9. M. D est admis au bénéfice de l'aide juridictionnelle provisoire. Il y a lieu, dans les circonstances de l'espèce, de mettre à la charge de l'Etat le versement à son conseil de la somme de 1 000 euros en application de l'article L. 761-1 du code de justice administrative et de l'article 37 de la loi du 10 juillet 1991, sous réserve de l'admission définitive de M. D au bénéfice de l'aide juridictionnelle et de la renonciation de son conseil à percevoir la somme correspondant à la part contributive de l'Etat.

D E C I D E :

Article 1er : M. D est admis à l'aide juridictionnelle provisoire.

Article 2 : L'arrêté du 28 juin 2022 de la préfète de l'Ariège est annulé.

Article 3 : Il est enjoint à la préfète de l'Ariège de procéder au réexamen de la situation de M. D dans un délai d'un mois à compter de la notification du présent jugement.

Article 4 : Sous réserve de l'admission définitive de M. D à l'aide juridictionnelle et sous réserve que Me Pougault renonce à percevoir la somme correspondant à la part contributive de l'Etat, ce dernier versera à Me Pougault, avocate de M. D, une somme de 1 000 euros en application des dispositions du deuxième alinéa de l'article 37 de la loi du 10 juillet 1991. Dans le cas où l'aide juridictionnelle ne serait pas accordée au requérant G le bureau d'aide juridictionnelle, la somme de 1 000 euros sera versée à M. D.

Article 5 : Le surplus des conclusions de M. D est rejeté.

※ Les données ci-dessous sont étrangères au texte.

PR #3215, opened 2025-09-19
feat: improve logic for modal/flyout lifecycle handling

shleewhite:
### :pushpin: Summary

If merged, this PR would use `registerDestructor` to trigger the close callback when a Modal or Flyout is closed to ensure the proper cleanup happens when a Modal/Flyout is removed from the DOM.

**TODO:**
- [ ] test in cloud ui

This is a follow up from the Modal incident that happened earlier this summer when the modal is simply destroyed and removed from the DOM (eg. on submit) the onDismiss is not run, just the willDestroyNode method, which leaves the overflow applied to the body, making the page unscrollable.

This solution was previously suggested in https://github.com/hashicorp/design-system/pull/2962, but was not used because it was safer to just revert the change that caused the bug.

### :link: External links

Jira ticket: [HDS-5038](https://hashicorp.atlassian.net/browse/HDS-5038)

***

<details>

</details>

### DIFF
--- a/packages/components/src/components/hds/flyout/index.ts
+++ b/packages/components/src/components/hds/flyout/index.ts
@@ -10,6 +10,9 @@ import { assert } from '@ember/debug';
 import { getElementId } from '../../../utils/hds-get-element-id.ts';
 import { buildWaiter } from '@ember/test-waiters';
 import type { WithBoundArgs } from '@glint/template';
+import { modifier } from 'ember-modifier';
+import { registerDestructor } from '@ember/destroyable';
+import type Owner from '@ember/owner';
 
 import type { HdsFlyoutSizes } from './types.ts';
 
@@ -64,6 +67,27 @@ export default class HdsFlyout extends Component<HdsFlyoutSignature> {
   _element!: HTMLDialogElement;
   private _body!: HTMLElement;
   private _bodyInitialOverflowValue = '';
+  private _clickHandler!: (event: MouseEvent) => void;
+
+  constructor(owner: Owner, args: HdsFlyoutSignature['Args']) {
+    super(owner, args);
+
+    registerDestructor(this, (): void => {
+      // if the <dialog> is removed from the dom while open we emulate the close event
+      if (this._element && this._isOpen) {
+        this._element.dispatchEvent(new Event('close'));
+
+        this._element.removeEventListener(
+          'close',
+          // eslint-disable-next-line @typescript-eslint/unbound-method
+          this.registerOnCloseCallback,
+          true
+        );
+      }
+
+      document.removeEventListener('click', this._clickHandler, true);
+    });
+  }
 
   /**
    * Sets the size of the flyout
@@ -115,8 +139,7 @@ export default class HdsFlyout extends Component<HdsFlyoutSignature> {
     this._isOpen = false;
   }
 
-  @action
-  didInsert(element: HTMLDialogElement): void {
+  private _registerDialog = modifier((element: HTMLDialogElement) => {
     // Store references of `<dialog>` and `<body>` elements
     this._element = element;
     this._body = document.body;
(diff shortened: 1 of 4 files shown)


packages/components/src/components/hds/flyout/index.ts
```diff
@@ -135,19 +136,35 @@ export default class HdsFlyout extends Component<HdsFlyoutSignature> {
...
-        // eslint-disable-next-line @typescript-eslint/unbound-method
-        this.registerOnCloseCallback,
-        true
-      );
-    }
-  }
+    this._clickHandler = (event: MouseEvent) => {
+      // check if the click is outside the flyout and the flyout is open
+      if (!this._element.contains(event.target as Node) && this._isOpen) {
+        void this.onDismiss();
```
didoo:
```suggestion
        //  here we use `void` because `onDismiss` is an async function, but in reality we don't need to handle the result or wait for its completion
        void this.onDismiss();
```

packages/components/src/components/hds/modal/index.ts
```diff
@@ -151,19 +175,37 @@ export default class HdsModal extends Component<HdsModalSignature> {
...
+      if (this._element && this._isOpen) {
+        this._element.dispatchEvent(new Event('close'));
+
+        this._element.removeEventListener(
+          'close',
+          // eslint-disable-next-line @typescript-eslint/unbound-method
+          this.registerOnCloseCallback,
+          true
+        );
+      }
```
didoo: [thought] I have a feeling that this should be something like this (see comment in the main review message)

```suggestion
      if (this._element) {
        if (this._isOpen) {
          this._element.dispatchEvent(new Event('close'));
        }

        this._element.removeEventListener(
          'close',
          // eslint-disable-next-line @typescript-eslint/unbound-method
          this.registerOnCloseCallback,
          true
        );
      }
```

didoo (commented):
A few high-level comments:

---

All these explanations need to be updated to reflect the new code logic (`willDestroyNode` doesn't exist anymore)

Image
Image
Image

The same on the Modal showcase demos.

---

I suspect there is still something not 100% working at logical level, see video below where the listener for the `close` event seems not to be removed (that's my understanding, but I may be wrong).

https://github.com/user-attachments/assets/05219440-cbb5-4471-9019-b8d91a6944ae

I suggest to review all the use cases using a reduced set of examples, and making sure (via `debugger` that the order of execution is what you would expect, for different ways to close the flyout). I've sent you a code patch in DM if you want to use it.

shleewhite:
@didoo I looked into it more and I believe the fix you suggested was enough to make sure all the event listeners are removed correctly.

packages/components/src/components/hds/modal/index.ts
```diff
@@ -128,11 +130,33 @@ export default class HdsModal extends Component<HdsModalSignature> {
       }
     } else {
       this._isOpen = false;
+
+      // Reset page `overflow` property
+      if (this._body) {
```
didoo, line 135: you have made this change for the `modal`, but not the flyout (it's still in the `onDismiss` method). was it intentional? are there reasons for this different logic? maybe because the `dismiss` can be disabled in the modal? in which case maybe better to add a comment in both files to explain the differences

showcase/app/templates/page-components/modal.hbs
dchyun, line 1: [Note] One difference I was seeing between the existing showcase and this branch is the number of document click event listeners present on a demo modal. This is just due to all of the "open" modal examples above the demo section. I commented those out locally and only one click event listener was present per demo modal as expected.

**Prod**
Image

**This branch**
Image

dchyun (commented):
Minus the one open question on the differences between the modal and the flyout this looks all good to me!

packages/components/src/components/hds/modal/index.ts
```diff
@@ -151,19 +175,43 @@ export default class HdsModal extends Component<HdsModalSignature> {
...
       this.open();
     }
-  }
 
-  @action
-  willDestroyNode(): void {
-    if (this._element) {
-      this._element.removeEventListener(
+    // Note: because the Modal has the `@isDismissedDisabled` argument, we need to add our own click outside to dismiss logic. This is because `ember-focus-trap` treats the `focusTrapOptions` as static, so we can't update it dynamically if `@isDismissDisabled` changes.
+    this._clickOutsideToDismissHandler = (event: MouseEvent) => {
```
dchyun, line 180: [todo] Can we start rerunning this test for clicking outside the modal in the test suite now?
```
// TODO! while we decide what to do about the original bug
  skip('it should close the modal when clicking outside', async function (assert) {
```

didoo (approved):
LGTM 👌

packages/components/src/components/hds/modal/index.ts
shleewhite: Good point! Re-enabled the test.

dchyun (approved):

didoo (approved):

Article 6 : Le présent jugement sera notifié à M. D, à Me Pougault et à la préfète de l'Ariège.

Lu en audience publique le 1er juillet 2022.

Le magistrat désigné, Le greffier,

F. A M. E

La République mande et ordonne à la préfète de l'Ariège, en ce qui la concerne, ou à tous commissaires de justice à ce requis, en ce qui concerne les voies de droit commun contre les parties privées, de pourvoir à l'exécution du présent jugement.